Saturday, July 01, 2006

Oops, I laced it again

German knitting magazines are odd, odd things. You might know about Rebecca, the German knitting magazine that Debbie Stoller describes in Stitch and Bitch as being full of attractive Aryans frolicking on the beach, a snide but reasonably accurate description. Rebecca tends to simple-ish, classic designs that feature ggh yarns only, as it is the in-house magazine of the ggh yarn house. Rebecca also, I think, has a US edition, and hence an English-language following.

But there are others that are not translated, more obscure and considerably more mad. I am particularly fond of Verena, which is put out by Burda. Unlike Rebecca, Verena is not hampered by being bound to use the yarns of any one manufacturer; but still, I suppose, like any knitting magazine, it is bound to market the new yarns that are put on the market. And lord, the German market is absolutely full of crazy novelty yarns, in ever more unlikely combinations of synthetic fibres. Thus, Verena is half-full of creations like the one on the left, above, that feature more novelty yarns and plastic than you would have thought possible in one jumper, cost a fortune, and are of so astonishing a hideousness that they probably regularly feature on You Knit What? Presumably, the yarn manufacturers figure that, unless the wizards of Verena whip up a design featuring their latest crazy shiny sticky string, no-one in their right minds would buy it.
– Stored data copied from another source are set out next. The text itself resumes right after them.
PR #64, opened 2016-02-16
ajordon diag response

ajordon:
When running the code for the last question I was getting a "undefined method move" for some reason. Not enough time to debug

### DIFF
--- a/lib/diagnostic.rb
+++ b/lib/diagnostic.rb
@@ -8,7 +8,17 @@ Answer = OpenStruct.new
 # and location should only be writable.
 
 ##
-# your code here
+class Person
+  attr_accessor :name
+  attr_reader :age
+  attr_writer :location
+
+  def initialize(name, age, location)
+    @name = name
+    @age = age
+    @location = location
+  end
+end
 ##
 
 # Question 2
@@ -18,7 +28,9 @@ Answer = OpenStruct.new
 
 ##
 # your answers here
-Answer.dave = nil
+david = Person.new("Dave", 32, "Ohio")
+david.location = "Boston"
+Answer.dave = david
 #
 
 # Question 3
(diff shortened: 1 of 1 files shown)


lib/diagnostic.rb
```diff
@@ -18,7 +28,9 @@
 
 ##
 # your answers here
-Answer.dave = nil
+david = Person.new("Dave", 32, "Ohio")
+david.location = "Boston"
```
GA-MEB, line 32: "Somerville", not "Boston", but you've got the idea.

lib/diagnostic.rb
```diff
@@ -95,7 +118,8 @@ def eat_meat(food)
 # Write your answer as a comment in the section below.
 
 ##
-# your answer, in comments, here
+# Composition yields beter looking code which is more organized and easier to
+# read.
```
GA-MEB, line 122: Sure, this is true. Why do you think that is?

lib/diagnostic.rb
```diff
@@ -116,19 +140,23 @@ def initialize
...
-    @moves << 'kick'
-    @damage += 10
-    @damage *= multiplier
+    self.moves << 'kick'
+    self.damage += 10
+    self.damage *= multiplier
+  end
+
+  def get_possible_moves
+    p "kick, move, punch"
```
GA-MEB, line 159: Nope, you've got this one kinda tuned around.

GA-MEB, line 159: To define a class method, use `self` in the method signature.
i.e.

``` ruby
def self.get_possible_moves
  #...
end
```

GA-MEB, line 159: The way to make the method chaining work is for `punch`, `kick`, and `move` to return `self`.That way, `ComboAttack.new.punch.move('left').kick.damage` is equivalent to

``` ruby
combo = ComboAttack.new
combo.punch
combo.move('left')
combo.kick
combo.damage
```

GA-MEB:
6 / 7 (-1 on Q7)

Nice work. Let me know if you'd like additional feedback.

But then again, they also feature wonderful eccentric bohemian knits, the like of which you don't see elsewhere. So take, for example, the delicious little snacky jacket to the right, which, the blurb charmingly says, is designed for "desert princesses". Look at the gorgeous intricate lace! The plain-ish yarn! I have been ogling it for weeks, and yesterday... I fell. I didn't just fall into knitting yet ANOTHER lace project for myself, no; I felll into, for the first time ever, buying the original yarn specified for the project, at full price, Schoeller and Stahl's Scooter.

And lo, I suppose that the yarn manufacturers have a point, for I certainly would never have dreamed of buying this rather odd yarn otherwise: 64% cotton, 27% viscose, 9% polyamide (the colour is true in the photo of the ball, but not in the photo of the lace). It feels and looks a bit like carpet pile, with a golden shiny polyamide thread running through it, and whoever thought of designing a lace pattern with it? But I'm enjoying knitting it up, and, erm, have achieved quite a lot since yesterday. Whoops.

Thus, my friends, a double sin: not only have I not started knitting scrumptious little baby dresses with the cotton, as I said I would, but neither have I finished sewing Soleil. There is a reason for it, though: it needs to be finished with a crochet edging picked up and knit along the armholes, and no matter how I google, I cannot find instructions for how to do that. Perhaps I will have to give in and ask the Livejournal knitting community for advice; or perhaps I'll figure it out on my own somehow after all.